======== Records provided
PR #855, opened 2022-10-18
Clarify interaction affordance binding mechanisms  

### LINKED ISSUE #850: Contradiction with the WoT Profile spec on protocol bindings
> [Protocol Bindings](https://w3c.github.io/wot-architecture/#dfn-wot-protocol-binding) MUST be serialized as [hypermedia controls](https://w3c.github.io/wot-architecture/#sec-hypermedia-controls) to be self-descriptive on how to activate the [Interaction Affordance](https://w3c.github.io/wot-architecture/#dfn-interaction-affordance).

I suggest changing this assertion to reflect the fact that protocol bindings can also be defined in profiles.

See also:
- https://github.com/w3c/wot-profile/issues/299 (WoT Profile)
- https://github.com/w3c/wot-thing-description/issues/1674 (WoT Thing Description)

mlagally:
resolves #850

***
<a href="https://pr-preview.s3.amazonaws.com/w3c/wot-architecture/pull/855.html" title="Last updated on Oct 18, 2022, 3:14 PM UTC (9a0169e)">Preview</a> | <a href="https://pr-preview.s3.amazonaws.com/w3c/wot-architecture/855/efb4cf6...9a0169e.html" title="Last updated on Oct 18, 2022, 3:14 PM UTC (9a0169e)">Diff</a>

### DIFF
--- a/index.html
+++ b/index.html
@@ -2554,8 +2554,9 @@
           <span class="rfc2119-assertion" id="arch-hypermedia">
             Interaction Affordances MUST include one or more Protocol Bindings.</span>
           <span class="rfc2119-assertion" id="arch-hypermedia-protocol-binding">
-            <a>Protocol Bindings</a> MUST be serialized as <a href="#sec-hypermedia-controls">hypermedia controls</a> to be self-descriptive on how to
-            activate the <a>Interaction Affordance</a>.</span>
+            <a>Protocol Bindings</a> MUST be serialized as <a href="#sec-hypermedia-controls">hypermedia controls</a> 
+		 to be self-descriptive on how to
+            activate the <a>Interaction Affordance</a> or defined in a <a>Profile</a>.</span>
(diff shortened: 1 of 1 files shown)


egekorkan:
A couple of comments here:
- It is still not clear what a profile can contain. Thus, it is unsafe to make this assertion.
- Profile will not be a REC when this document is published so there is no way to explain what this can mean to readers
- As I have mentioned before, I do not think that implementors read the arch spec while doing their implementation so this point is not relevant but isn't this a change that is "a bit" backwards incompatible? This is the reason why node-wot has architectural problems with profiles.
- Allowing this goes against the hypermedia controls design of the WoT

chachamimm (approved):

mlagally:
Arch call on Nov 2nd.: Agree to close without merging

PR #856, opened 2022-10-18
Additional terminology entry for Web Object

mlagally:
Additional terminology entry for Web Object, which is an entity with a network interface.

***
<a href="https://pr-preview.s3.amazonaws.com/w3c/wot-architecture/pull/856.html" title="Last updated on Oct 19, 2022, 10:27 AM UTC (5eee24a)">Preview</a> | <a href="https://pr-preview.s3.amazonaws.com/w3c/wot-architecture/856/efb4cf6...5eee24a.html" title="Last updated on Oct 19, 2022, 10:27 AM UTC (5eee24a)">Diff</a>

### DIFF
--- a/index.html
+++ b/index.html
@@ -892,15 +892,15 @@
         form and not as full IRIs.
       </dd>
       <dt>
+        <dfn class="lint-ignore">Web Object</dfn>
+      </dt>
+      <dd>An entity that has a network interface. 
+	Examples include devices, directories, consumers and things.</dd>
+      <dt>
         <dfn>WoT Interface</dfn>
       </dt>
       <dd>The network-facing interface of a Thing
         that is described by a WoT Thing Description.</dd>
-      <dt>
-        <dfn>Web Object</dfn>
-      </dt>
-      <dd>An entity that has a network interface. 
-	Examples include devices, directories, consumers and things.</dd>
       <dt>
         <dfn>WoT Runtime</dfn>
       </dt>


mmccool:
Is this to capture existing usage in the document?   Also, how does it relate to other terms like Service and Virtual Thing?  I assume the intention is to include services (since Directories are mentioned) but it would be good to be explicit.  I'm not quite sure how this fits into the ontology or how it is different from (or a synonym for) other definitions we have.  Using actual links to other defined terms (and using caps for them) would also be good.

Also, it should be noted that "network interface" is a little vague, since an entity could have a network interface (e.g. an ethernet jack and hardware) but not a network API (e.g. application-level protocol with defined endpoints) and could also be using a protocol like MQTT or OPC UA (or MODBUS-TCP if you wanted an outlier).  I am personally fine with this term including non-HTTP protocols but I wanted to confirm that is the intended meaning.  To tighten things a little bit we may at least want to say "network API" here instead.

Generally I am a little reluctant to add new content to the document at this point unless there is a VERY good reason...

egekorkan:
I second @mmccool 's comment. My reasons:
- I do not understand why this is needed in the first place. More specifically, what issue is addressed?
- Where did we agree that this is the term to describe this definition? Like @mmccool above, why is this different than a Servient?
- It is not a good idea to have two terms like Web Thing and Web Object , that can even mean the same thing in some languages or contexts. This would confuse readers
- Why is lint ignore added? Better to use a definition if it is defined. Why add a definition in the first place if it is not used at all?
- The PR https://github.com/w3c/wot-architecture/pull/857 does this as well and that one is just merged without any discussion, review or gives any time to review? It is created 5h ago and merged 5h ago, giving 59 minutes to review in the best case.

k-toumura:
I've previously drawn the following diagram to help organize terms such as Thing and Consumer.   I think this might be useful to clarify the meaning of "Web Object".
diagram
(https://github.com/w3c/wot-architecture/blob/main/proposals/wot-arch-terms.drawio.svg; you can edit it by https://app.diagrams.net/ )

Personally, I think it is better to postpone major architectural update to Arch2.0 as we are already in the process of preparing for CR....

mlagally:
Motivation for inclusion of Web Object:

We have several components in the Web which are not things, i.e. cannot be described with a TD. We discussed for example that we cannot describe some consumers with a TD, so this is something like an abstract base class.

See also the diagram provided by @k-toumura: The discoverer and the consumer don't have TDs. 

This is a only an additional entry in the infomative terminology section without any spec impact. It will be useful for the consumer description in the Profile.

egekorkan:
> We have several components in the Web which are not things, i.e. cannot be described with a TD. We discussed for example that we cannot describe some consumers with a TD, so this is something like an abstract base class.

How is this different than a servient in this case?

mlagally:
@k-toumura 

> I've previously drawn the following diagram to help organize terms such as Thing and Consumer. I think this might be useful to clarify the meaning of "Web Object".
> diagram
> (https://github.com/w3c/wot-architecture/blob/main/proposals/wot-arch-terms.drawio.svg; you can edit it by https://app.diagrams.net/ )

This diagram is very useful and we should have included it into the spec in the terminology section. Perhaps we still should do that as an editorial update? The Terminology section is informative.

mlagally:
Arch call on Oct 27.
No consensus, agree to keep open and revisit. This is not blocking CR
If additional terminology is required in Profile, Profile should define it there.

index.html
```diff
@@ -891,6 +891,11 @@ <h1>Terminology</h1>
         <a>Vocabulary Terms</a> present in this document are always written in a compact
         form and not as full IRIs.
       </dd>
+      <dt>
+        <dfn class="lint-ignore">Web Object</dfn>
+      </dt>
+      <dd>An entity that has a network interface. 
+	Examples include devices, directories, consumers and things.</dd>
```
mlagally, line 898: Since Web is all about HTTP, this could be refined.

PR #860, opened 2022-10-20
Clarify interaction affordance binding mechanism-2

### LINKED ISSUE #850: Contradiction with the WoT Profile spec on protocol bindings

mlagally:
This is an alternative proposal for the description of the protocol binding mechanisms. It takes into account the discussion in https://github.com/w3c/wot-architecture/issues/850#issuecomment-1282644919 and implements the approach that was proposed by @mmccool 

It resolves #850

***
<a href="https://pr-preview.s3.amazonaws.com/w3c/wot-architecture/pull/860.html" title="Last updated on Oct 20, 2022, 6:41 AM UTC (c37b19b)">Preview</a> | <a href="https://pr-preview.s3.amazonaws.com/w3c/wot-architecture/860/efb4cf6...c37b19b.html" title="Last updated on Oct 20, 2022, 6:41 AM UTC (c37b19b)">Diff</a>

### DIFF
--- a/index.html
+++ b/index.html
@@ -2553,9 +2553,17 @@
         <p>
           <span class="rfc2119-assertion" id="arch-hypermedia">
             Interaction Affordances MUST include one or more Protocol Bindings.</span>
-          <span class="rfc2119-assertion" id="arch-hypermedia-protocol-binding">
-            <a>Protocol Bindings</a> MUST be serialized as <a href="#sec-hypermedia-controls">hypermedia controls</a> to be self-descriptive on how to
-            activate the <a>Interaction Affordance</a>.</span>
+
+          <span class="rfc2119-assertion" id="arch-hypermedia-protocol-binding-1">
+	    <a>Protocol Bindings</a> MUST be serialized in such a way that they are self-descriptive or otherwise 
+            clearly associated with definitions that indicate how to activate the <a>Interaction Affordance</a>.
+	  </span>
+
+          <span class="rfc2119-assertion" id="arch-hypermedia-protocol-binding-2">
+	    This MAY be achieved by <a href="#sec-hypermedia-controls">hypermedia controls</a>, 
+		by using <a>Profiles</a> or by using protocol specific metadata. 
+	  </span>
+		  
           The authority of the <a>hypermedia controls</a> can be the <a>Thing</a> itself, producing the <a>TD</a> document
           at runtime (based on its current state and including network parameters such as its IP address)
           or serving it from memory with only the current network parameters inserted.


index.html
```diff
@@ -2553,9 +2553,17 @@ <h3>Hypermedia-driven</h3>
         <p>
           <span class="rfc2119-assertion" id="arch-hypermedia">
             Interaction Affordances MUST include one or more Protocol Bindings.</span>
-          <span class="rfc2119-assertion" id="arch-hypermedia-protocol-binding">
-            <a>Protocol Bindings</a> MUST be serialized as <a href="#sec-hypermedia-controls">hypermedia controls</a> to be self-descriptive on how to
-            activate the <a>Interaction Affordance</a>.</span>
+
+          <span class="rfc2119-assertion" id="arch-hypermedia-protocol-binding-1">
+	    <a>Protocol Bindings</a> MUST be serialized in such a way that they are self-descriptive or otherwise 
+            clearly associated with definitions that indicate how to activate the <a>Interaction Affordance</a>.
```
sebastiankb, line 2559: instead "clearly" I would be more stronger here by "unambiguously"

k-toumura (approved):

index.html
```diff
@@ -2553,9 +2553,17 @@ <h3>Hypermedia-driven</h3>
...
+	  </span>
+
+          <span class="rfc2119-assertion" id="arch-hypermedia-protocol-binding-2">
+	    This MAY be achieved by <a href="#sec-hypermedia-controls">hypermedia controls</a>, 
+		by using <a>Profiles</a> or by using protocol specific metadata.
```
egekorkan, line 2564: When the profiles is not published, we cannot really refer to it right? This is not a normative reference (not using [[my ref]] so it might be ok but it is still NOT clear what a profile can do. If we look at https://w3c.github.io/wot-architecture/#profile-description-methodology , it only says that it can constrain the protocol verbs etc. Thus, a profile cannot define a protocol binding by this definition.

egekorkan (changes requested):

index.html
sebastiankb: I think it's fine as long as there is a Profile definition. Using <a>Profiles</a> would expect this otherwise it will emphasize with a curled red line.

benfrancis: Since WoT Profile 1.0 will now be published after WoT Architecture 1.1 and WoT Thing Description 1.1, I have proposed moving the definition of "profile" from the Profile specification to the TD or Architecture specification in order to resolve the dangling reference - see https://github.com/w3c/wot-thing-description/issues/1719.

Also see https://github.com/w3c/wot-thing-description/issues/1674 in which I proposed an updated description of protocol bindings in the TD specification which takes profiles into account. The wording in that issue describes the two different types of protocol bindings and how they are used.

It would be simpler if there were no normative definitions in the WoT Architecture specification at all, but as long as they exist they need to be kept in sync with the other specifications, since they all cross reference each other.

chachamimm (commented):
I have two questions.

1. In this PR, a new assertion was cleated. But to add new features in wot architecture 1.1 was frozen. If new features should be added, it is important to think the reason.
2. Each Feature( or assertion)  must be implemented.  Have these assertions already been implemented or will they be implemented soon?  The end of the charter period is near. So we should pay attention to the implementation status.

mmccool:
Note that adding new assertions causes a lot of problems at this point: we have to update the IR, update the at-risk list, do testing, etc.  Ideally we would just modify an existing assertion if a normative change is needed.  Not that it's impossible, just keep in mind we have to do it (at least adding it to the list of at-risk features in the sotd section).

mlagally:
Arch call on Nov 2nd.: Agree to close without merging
================
======== Records provided
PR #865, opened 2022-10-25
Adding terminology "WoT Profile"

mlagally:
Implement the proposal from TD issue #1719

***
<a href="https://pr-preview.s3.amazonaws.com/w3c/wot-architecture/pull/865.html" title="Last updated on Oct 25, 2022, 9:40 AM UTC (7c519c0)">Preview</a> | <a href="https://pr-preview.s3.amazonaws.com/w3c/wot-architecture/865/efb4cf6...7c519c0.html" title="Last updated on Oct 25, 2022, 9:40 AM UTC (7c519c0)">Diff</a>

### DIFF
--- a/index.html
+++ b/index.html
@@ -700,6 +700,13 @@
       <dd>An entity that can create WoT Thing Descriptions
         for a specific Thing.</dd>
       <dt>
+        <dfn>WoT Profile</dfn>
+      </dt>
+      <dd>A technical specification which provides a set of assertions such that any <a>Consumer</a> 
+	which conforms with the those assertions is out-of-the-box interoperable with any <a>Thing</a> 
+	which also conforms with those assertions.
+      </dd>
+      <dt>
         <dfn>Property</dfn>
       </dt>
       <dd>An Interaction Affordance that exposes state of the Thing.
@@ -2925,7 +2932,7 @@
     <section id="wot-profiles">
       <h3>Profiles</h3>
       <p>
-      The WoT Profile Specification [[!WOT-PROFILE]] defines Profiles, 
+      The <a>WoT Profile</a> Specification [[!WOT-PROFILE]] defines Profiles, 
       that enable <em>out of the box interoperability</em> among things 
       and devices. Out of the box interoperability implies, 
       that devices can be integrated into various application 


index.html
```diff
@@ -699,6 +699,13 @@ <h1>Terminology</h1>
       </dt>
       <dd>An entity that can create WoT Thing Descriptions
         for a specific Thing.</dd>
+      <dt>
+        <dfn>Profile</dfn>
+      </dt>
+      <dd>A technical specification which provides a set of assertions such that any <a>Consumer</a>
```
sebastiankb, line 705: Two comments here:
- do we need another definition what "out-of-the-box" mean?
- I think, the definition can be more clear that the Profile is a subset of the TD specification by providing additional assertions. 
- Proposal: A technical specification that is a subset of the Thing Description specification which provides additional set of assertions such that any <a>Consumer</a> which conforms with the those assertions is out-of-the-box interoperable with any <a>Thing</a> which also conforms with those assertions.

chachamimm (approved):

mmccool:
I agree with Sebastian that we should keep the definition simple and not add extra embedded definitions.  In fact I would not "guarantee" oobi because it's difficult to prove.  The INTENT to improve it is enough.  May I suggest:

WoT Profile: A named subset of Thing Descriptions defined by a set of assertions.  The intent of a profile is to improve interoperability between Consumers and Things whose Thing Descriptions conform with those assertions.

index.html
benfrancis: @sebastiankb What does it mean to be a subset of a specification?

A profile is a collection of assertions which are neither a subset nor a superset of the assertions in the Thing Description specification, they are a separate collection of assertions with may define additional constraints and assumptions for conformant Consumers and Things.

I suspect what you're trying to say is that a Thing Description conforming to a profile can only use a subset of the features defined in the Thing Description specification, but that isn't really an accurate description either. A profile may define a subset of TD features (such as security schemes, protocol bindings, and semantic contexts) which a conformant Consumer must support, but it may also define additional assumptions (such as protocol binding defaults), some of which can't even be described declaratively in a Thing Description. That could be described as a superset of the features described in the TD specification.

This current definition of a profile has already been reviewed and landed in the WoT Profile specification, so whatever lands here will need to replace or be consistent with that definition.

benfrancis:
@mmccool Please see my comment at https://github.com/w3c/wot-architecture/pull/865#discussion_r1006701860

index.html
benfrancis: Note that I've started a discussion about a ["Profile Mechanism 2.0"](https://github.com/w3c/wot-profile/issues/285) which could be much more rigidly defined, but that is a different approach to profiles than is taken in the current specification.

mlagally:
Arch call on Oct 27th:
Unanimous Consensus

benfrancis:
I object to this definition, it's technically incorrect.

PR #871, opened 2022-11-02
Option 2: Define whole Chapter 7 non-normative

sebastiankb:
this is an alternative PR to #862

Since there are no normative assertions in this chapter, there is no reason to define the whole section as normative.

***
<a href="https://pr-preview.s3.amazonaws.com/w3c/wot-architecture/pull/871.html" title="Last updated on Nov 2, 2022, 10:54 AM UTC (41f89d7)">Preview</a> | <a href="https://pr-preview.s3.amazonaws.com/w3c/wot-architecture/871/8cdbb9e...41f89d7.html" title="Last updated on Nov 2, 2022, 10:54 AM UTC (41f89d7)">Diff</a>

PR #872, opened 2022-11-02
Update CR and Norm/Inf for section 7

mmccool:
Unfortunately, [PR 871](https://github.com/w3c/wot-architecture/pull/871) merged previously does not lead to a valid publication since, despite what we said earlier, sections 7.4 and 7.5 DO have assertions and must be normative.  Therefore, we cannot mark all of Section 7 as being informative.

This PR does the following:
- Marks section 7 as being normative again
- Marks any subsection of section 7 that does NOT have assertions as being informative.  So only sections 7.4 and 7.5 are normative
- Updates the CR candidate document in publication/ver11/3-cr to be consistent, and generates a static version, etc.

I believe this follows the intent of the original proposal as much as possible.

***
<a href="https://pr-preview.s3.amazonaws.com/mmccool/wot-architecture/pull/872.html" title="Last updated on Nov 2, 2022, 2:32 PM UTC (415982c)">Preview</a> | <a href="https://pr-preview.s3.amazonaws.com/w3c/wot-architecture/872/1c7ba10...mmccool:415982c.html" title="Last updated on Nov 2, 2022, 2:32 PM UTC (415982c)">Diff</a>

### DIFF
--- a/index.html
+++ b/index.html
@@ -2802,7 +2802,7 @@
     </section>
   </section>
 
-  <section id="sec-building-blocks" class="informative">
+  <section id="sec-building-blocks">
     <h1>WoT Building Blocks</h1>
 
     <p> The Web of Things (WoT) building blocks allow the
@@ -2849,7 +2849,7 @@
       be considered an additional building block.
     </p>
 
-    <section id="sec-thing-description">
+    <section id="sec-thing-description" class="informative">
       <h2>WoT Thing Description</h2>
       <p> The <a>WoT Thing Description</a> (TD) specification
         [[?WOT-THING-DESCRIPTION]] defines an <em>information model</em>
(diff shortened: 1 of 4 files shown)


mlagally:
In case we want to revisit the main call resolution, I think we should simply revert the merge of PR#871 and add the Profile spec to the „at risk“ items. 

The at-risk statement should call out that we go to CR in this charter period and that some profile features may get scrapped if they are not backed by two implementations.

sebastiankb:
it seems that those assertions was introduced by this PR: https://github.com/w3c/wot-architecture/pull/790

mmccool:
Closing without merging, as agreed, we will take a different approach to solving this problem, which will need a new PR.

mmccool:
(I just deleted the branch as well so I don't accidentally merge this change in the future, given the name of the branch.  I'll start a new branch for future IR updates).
================
[What you are asked to do] Among the lines of the data, identify those with the word "added". Copy each of them.

[Answer space]
- Why is lint ignore added? Better to use a definition if it is defined. Why add a definition in the first place if it is not used at all?
1. In this PR, a new assertion was cleated. But to add new features in wot architecture 1.1 was frozen. If new features should be added, it is important to think the reason.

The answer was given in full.